Top of MATERIAL PROVIDED

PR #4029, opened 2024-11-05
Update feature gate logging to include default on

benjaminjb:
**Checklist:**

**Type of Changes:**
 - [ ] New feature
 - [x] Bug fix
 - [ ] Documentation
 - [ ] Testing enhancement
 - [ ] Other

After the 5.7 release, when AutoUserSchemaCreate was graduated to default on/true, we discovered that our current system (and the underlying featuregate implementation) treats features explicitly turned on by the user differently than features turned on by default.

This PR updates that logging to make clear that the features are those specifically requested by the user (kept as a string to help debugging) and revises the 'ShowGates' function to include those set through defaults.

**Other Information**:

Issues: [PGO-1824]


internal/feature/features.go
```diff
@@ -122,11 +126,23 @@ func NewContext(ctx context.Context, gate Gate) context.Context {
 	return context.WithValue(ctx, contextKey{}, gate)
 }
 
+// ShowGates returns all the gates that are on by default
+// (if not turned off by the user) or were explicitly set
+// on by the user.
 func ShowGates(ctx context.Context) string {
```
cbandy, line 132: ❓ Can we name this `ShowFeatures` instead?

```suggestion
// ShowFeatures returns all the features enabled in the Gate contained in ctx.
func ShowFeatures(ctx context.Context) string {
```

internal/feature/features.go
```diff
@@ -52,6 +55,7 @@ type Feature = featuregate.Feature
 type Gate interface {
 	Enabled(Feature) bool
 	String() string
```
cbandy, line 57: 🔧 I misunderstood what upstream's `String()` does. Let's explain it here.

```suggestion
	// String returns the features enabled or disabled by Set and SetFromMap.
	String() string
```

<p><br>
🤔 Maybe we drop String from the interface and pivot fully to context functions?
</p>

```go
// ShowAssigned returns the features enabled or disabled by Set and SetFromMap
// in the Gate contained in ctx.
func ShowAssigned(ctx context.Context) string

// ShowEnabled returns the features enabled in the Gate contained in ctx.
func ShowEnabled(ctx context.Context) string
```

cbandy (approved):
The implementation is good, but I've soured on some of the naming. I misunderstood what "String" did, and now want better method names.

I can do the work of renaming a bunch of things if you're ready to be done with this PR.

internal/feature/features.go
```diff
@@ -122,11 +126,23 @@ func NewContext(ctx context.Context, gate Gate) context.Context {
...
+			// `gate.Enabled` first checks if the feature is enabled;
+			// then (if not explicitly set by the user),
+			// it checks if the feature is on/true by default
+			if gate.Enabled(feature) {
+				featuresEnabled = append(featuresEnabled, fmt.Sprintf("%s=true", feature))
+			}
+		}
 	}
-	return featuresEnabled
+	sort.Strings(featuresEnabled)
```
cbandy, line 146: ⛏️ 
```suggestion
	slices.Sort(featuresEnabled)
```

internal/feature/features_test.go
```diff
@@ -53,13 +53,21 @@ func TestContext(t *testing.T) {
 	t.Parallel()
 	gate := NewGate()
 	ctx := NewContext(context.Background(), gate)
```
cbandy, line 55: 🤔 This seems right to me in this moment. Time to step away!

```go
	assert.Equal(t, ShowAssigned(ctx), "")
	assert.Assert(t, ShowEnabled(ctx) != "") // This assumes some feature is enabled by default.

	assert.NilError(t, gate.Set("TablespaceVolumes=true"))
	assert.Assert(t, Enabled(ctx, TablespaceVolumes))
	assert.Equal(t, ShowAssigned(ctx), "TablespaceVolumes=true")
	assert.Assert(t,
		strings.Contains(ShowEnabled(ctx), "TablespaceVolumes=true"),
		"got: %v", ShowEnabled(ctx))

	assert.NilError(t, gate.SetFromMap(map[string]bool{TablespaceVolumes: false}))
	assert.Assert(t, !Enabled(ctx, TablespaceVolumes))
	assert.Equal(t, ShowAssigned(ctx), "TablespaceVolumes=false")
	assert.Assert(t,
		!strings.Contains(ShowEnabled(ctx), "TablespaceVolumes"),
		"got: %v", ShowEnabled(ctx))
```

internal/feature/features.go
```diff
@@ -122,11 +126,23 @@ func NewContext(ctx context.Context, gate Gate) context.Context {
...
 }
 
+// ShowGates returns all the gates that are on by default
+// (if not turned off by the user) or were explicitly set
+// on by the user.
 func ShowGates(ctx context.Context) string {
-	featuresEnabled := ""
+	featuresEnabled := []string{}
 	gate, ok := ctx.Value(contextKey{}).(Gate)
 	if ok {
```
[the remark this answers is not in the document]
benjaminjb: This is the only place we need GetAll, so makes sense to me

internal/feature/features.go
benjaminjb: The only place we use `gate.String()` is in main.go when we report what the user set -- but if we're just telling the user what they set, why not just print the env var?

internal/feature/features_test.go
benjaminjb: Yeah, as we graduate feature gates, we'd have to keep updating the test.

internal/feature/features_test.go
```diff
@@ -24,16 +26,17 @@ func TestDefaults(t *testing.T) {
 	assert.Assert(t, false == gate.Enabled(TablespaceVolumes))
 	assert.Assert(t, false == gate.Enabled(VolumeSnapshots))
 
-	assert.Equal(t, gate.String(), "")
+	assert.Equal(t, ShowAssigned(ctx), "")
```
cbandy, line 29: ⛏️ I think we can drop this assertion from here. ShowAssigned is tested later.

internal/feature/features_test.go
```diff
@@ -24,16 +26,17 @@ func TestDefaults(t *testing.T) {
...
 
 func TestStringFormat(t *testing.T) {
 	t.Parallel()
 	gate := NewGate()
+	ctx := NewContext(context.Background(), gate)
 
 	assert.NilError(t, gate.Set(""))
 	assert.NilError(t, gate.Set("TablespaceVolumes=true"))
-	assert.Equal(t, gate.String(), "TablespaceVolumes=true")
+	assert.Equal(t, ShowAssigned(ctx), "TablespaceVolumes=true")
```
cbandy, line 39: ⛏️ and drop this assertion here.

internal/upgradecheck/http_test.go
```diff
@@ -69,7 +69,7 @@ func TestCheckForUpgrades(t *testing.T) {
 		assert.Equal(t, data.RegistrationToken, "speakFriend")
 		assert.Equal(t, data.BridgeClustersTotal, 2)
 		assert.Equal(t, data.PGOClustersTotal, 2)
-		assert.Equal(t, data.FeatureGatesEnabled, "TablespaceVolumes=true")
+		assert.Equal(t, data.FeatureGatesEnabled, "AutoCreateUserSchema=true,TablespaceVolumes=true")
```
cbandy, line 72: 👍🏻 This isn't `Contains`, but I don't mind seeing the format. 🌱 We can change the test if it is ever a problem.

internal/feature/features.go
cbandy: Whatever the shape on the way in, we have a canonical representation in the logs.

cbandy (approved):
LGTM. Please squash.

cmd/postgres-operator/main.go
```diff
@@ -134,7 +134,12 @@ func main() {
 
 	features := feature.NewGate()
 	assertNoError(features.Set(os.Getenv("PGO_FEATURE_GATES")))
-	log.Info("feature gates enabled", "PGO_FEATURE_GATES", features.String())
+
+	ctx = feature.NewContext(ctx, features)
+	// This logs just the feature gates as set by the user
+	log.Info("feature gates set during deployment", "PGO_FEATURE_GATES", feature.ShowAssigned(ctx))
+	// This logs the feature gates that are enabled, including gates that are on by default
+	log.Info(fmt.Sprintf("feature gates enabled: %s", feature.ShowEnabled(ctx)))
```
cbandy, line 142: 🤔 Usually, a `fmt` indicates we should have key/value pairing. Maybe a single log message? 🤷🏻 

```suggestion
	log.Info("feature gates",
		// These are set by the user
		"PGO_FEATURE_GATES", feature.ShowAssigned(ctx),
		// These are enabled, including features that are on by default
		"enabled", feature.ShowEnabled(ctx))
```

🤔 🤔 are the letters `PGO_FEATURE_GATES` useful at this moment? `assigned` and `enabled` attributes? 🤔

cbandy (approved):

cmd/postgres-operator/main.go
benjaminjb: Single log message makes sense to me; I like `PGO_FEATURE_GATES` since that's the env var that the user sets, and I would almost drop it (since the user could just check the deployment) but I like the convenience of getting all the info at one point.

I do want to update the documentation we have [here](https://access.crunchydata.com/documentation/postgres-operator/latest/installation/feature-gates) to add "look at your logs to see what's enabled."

Bottom of MATERIAL PROVIDED

**HOW TO COMPLETE THIS TASK**
Scan the lines above for the word "disabled", then copy each line that has it.

**SOLUTION FOR THIS EXERCISE**
	// String returns the features enabled or disabled by Set and SetFromMap.
// ShowAssigned returns the features enabled or disabled by Set and SetFromMap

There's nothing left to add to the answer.